[EXERCISE OBJECTIVE] Report every line of the data that includes "components".

*** Opening ENTRIES SHOWN ***

PR #12802, opened 2026-01-26
admin: Alphabetize commands

Turbo87:
Extracted from https://github.com/rust-lang/crates.io/pull/12792 since it seemed independently useful :)

/cc @carols10cents


carols10cents:
🎉 Thank you!!!

PR #12803, opened 2026-01-26
database: Add `deleted_crates` table to the database dump

Turbo87:
This addresses https://github.com/rust-lang/crates.io/discussions/12716.

As discussed in our team meeting, I've looked through a bunch of the `message` column values. I did not find any sensitive content, so I think we can just make the whole table public, without having to hide the `message` contents.


jlizen:
Thanks for your work on this! Excited to consume this new data.

PR #12814, opened 2026-01-27
svelte: Add current user and dropdown menus to the `Header` component

Turbo87:
Bildschirmfoto 2026-01-27 um 23 38 49

### Related

### DIFF
--- a/svelte/src/lib/components/Header.svelte
+++ b/svelte/src/lib/components/Header.svelte
@@ -6,11 +6,10 @@
   import logo from '$lib/assets/cargo.png';
   import LockIcon from '$lib/assets/lock.svg?component';
   import ColorSchemeMenu from './ColorSchemeMenu.svelte';
+  import * as Dropdown from './dropdown';
+  import LoadingSpinner from './LoadingSpinner.svelte';
   import SearchForm from './SearchForm.svelte';
-
-  // TODO: import Dropdown from './Dropdown.svelte';
-  // TODO: import LoadingSpinner from './LoadingSpinner.svelte';
-  // TODO: import UserAvatar from './UserAvatar.svelte';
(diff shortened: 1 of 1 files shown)


svelte/src/routes/+layout.svelte
```diff
@@ -42,6 +42,9 @@
 
   let notifications = new NotificationsState();
   setNotifications(notifications);
+
+  // TODO: fetch current user
```
LawnGnome, line 46: TODO: draw the rest of the owl 😆

svelte/src/lib/components/Header.svelte
```diff
@@ -1,33 +1,59 @@
...
+
+  let isAdmin = $derived(currentUser?.is_admin ?? false);
 
   // TODO: implement session state
-  // let currentUser = $derived(session.currentUser);
-  // let isAdmin = $derived(session.isAdmin);
-  // let isSudoEnabled = $derived(session.isSudoEnabled);
-  // let sudoEnabledUntil = $derived(session.sudoEnabledUntil);
+  let isLoggingIn = $state(false);
+  let isLoggingOut = $state(false);
```
LawnGnome, line 27: Are these actually independent? Could this be represented as an enum of something like `{LOGGED_OUT, LOGGING_IN, LOGGED_IN, LOGGING_OUT}`? (Preferably with words that don't rely as much on English's broken verb conjugation system.)

LawnGnome (approved):
One non-blocking question, but LGTM.

svelte/src/lib/components/Header.svelte
Turbo87: should be possible, but they're just placeholders for now until we've drawn the rest of the owl 😄

PR #12820, opened 2026-01-29
Add CVSS scores to Security tab

djc:
Here's a local implementation.

+ The other options on npmjs kinda suck -- not a lot of tests, lack of updates, no CVSS v4
- Quite a bit of complexity, I did a bunch of spot testing but not very comprehensive

Any thoughts? If we move it into a separate module, we could potentially get test vectors from Red Hat, and once it passes those we declare it complete? But, when a new CVSS version comes out, bunch more stuff to add.

### DIFF
--- a/app/templates/crate/security.css
+++ b/app/templates/crate/security.css
@@ -65,3 +65,43 @@
 .cvss strong {
   margin-right: var(--space-2xs);
 }
+
+.cvss a {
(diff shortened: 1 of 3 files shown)


djc:
Going to close this for now. I don't think there is strong consensus on if, and how, to implement this.

PR #12825, opened 2026-01-30
Add CVSS scores to Security tab (WASM version)

djc:
This seems like a potentially interesting alternative to

- #12820 

Pros/cons:

- Use the same score calculation as RustSec upstream
- No forked scoring implementation to maintain
- Does need extra WASM infrastructure

Not sure if CI needs tweaks to install wasm-pack? Otherwise, I quite like this setup.


djc:
Going to close this for now. I don't think there is strong consensus on if, and how, to implement this.

PR #12828, opened 2026-01-30
version-list: Migrate `releaseTrackTitle` logic into the template

Turbo87:
Using `htmlSafe` for this was a bit dirty for no good reason. This moves the logic into the template, which incidentally also makes it easier to port this to Svelte later.

### DIFF
--- a/app/components/version-list/row.gjs
+++ b/app/components/version-list/row.gjs
@@ -3,12 +3,12 @@ import { on } from '@ember/modifier';
 import { action } from '@ember/object';
 import { LinkTo } from '@ember/routing';
 import { service } from '@ember/service';
-import { htmlSafe } from '@ember/template';
 import Component from '@glimmer/component';
 import { tracked } from '@glimmer/tracking';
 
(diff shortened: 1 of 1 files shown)


app/components/version-list/row.gjs
```diff
@@ -102,7 +67,21 @@ export default class VersionRow extends Component {
...
+            {{else if @version.invalidSemver}}
+              Failed to parse version
+              {{@version.num}}
+            {{else}}
+              Release Track:
+              {{@version.releaseTrack}}
+              {{#if (or @version.isPrerelease @version.isHighestOfReleaseTrack)}}
+                ({{#if @version.isPrerelease}}<span class='rt-prerelease'>prerelease</span>{{/if}}{{#if
+                  (and @version.isPrerelease @version.isHighestOfReleaseTrack)
+                }}, {{/if}}{{#if @version.isHighestOfReleaseTrack}}<span class='rt-latest'>latest</span>{{/if}})
```
Turbo87, line 82: not pretty, but whitespace control is complicated 🙈😅

PR #12836, opened 2026-01-31
ember: Use `ember-cli-deprecation-workflow` to silence noisy deprecation warnings

Turbo87:
Our frontend CI logs are currently flooded with deprecation warnings, primarily from the Ember Data project. This PR sets up the `ember-cli-deprecation-workflow` addon to silence these warnings since we are migrating away from Ember.js and Ember Data anyway.


Turbo87:
seems to work well. the CI logs are much more readable. :shipit:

*** Closing ENTRIES SHOWN ***

[EXERCISE OUTPUT]
--- a/svelte/src/lib/components/Header.svelte
+++ b/svelte/src/lib/components/Header.svelte
svelte/src/lib/components/Header.svelte
svelte/src/lib/components/Header.svelte
--- a/app/components/version-list/row.gjs
+++ b/app/components/version-list/row.gjs
app/components/version-list/row.gjs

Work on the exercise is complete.